The landscape of my home stay with Tibetan families in the mountains above Qinghai Lake is imprinted on the backs of my eyelids, green and blue boring through my active visual life, allowing me to feel the serenity I felt when I was there. It reminded me of Ireland, and of the solitude and simple beauty that I have gone there to seek in the past. Of course, the yaks and the appearance of the people are wildly different, but in many ways I felt that the souls of these shepherds were akin to their brothers and sisters on another continent.

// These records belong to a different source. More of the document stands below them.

PR #489, opened 2023-12-15
Feat/delete record from table view rebase

### LINKED ISSUE #460: As an Open Data Hub Content Editor I want to be able to delete the content I'm responsible for, to remove wrong records.

a-crea:
This PR resolves #460

### DIFF
--- a/databrowser/src/components/svg/IconCloseCircled.vue
+++ b/databrowser/src/components/svg/IconCloseCircled.vue
@@ -1,0 +1,28 @@
+<!--
+SPDX-FileCopyrightText: NOI Techpark <digital@noi.bz.it>
+
+SPDX-License-Identifier: AGPL-3.0-or-later
+-->
+
+<template>
+  <svg viewBox="0 0 16 16" fill="none" xmlns="http://www.w3.org/2000/svg">
+    <path
+      d="M10.4229 5.57715L5.57715 10.4229"
+      stroke-width="1.14286"
+      stroke-linecap="round"
+      stroke-linejoin="round"
+    />
+    <path
+      d="M5.57715 5.57715L10.4229 10.4229"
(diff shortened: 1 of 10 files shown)


a-crea:
Hi @gappc , please let me know if everything is in order. I had to create new branches and rearrange the code, so now everything should proceed smoothly :)

gappc:
Hey @a-crea, impressive work, well done :+1: 

I asked @RudiThoeni if I could do some merges during the weekend, he said ok, so if you want I can merge this PR

gappc:
One thing came to my mind: would it be possible to extract the `delete` implementation from [TableView.vue](https://github.com/noi-techpark/it.bz.opendatahub.databrowser/blob/0ada02e1b581fbe858c3a795deb6ccae5dbaffb7/databrowser/src/domain/datasets/ui/tableView/TableView.vue) into something like `useTableDelete`? That would move complexity out of the TableView.vue

a-crea:
@gappc would it cause problems to merge it as it is and then to apply the improvement? Each time I try to rebase it breaks the commits history... otherwise I could need your help to understand what is happening :/

I'm on Node 18 as suggested

gappc:
@a-crea I think we can merge it now and apply the improvements afterwards. @RudiThoeni could you please merge this PR?

@a-crea given that rebasing causes trouble, we could schedule a meeting where we can take a look at how to fix errors associated with it.

RudiThoeni:
done

gappc:
@a-crea could you please take a look at the problem? Thx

The Tibetan nomads are intensely connected with their animals, their land, but they are also wary, separate, and in control. Often, in cities or in the wilderness, I feel that I am under the thumb of nature or the world around me, that I am not in control. That lack of agency does not to appear in the Tibetan nomads, partially because it seems to me that they have ceased to struggle against nature in the same way I do; they have an indelible confidence in the natural world. With the changes in weather, extremes of the climate further polarizing, some of the former predictability of the conditions in there in the mountains is gone. How was my host family unable to flinch as we sat in our tent at 10 pm under the light of a single fluorescent bulb with hail pouring down, threatening to cut holes in the tent, and lightning flashing on all sides?

Coming from a home of three people, I understand the bonds of an only child with their parents quite well. My parents and I, no matter our quarrels and our differences, are a tightly knit unit. The family I stayed with above Qinghai Lake reminded me immensely of that. They did not demonstrate affection in the same way I do with my parents, but every interaction showed love, support, and respect. The son, about 7 years old, was full of energy, but he did as he was told, even anticipating his parents needs. He was never disciplined; there was no need. This was in strong contrast to my previous home stay with a Tibetan family in Rebkong: the 4 year old girl was constantly in trouble with her parents for her bad behavior and disrespect. What allows for such a large difference in parenting styles and in a child’s behavior? Does the life in the city have that large an effect on the personality of a child? The solitude, the independence, the wherewithal that is necessary in the nomadic lifestyle probably causes a child to learn how important obedience is rather early on. With taking care of livestock and living off the land there is no room for error.

It is a life without walls, without Western ideas of comfort, but a life full of weathered hands, wind-beaten cheeks, whispered emotion, milk tea, hard work, and warm blankets inside tents that lie right beneath the starry sky.